Pendidikan jangan pernah dipandang sebagai urusan sektoral. Pendidikan adalah urusan mendasar bangsa yang lintas sektoral.
Hari ini 53 persen penduduk bekerja kita hanya tamat SD atau lebih rendah, yang berpendidikan tinggi hanya 9 persen.
Pendidikan bukan sekadar bersekolah, melainkan fakta itu gambaran menampar yang membuat kita termenung.
Dari sisi kuantitas, penduduk Indonesia di urutan keempat dunia, tetapi dari segi kualitas di urutan ke-124 dari 187 negara.
Bangsa ini telah secara ”terencana” membuat sebagian besar penduduknya dicukupkan untuk berlevel pendidikan rendah.
Tak
aneh jika kini serba impor karena memang sebagian besar penduduk
bekerja kita hanya bisa menghasilkan produk bernilai tambah yang rendah.
Selama
bangsa dan para pemimpinnya bicara pendidikan secara sambil lalu, dan
selama masalah pendidikan dianggap bukan masalah kepemimpinan nasional,
jangan harap masa depan akan bisa kuat, mandiri, dan berwibawa.
Kunci
kekuatan bangsa itu pada manusianya. Jangan hanya fokus pada
infrastruktur penopang kehidupan bangsa. Sesungguhya kualitas
infrastruktur kehidupan sebuah bangsa semata-mata cermin kualitas
manusianya !
Pendidikan adalah soal interaksi antarmanusia.

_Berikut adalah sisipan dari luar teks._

PR #35, opened 2021-05-25
Subscribe/Unsubscribe one accessory at a time

bdraco:
https://github.com/Jc2k/aiohomekit/pull/31 changed the behavior to subscribe to one char at a time for subscribe.  That's really inefficient, but closer to iOS.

Interaksi antara pendidik dan peserta didik, antara orangtua dan anak,
antara guru dan murid, serta antara lingkungan dan para pembelajar.
Guru adalah inti dari proses pendidikan. Guru menjadi kunci utama kualitas pendidikan.
Berhenti
memandang soal guru sebagai ”sekadar” soalnya kementerian atau sebatas
urusan kepegawaian. Soal guru adalah soal masa depan bangsa.
Di ruang kelasnya ada wajah masa depan Indonesia.
Gurulah kelompok yang paling awal tahu potret masa depan dan gurulah yang bisa membentuk potret masa depan bangsa Indonesia.
Cara sebuah bangsa memperlakukan gurunya adalah cermin cara bangsa memperlakukan masa depannya!
Ya,
penyesuaian kurikulum itu penting, tetapi lebih penting dan mendesak
adalah menyelesaikan masalah-masalah terkait dengan guru. Guru merupakan
ujung tombak.
Kurikulum boleh sangat bagus, tetapi bakal mubazir andai disampaikan oleh guru yang diimpit sederetan masalah.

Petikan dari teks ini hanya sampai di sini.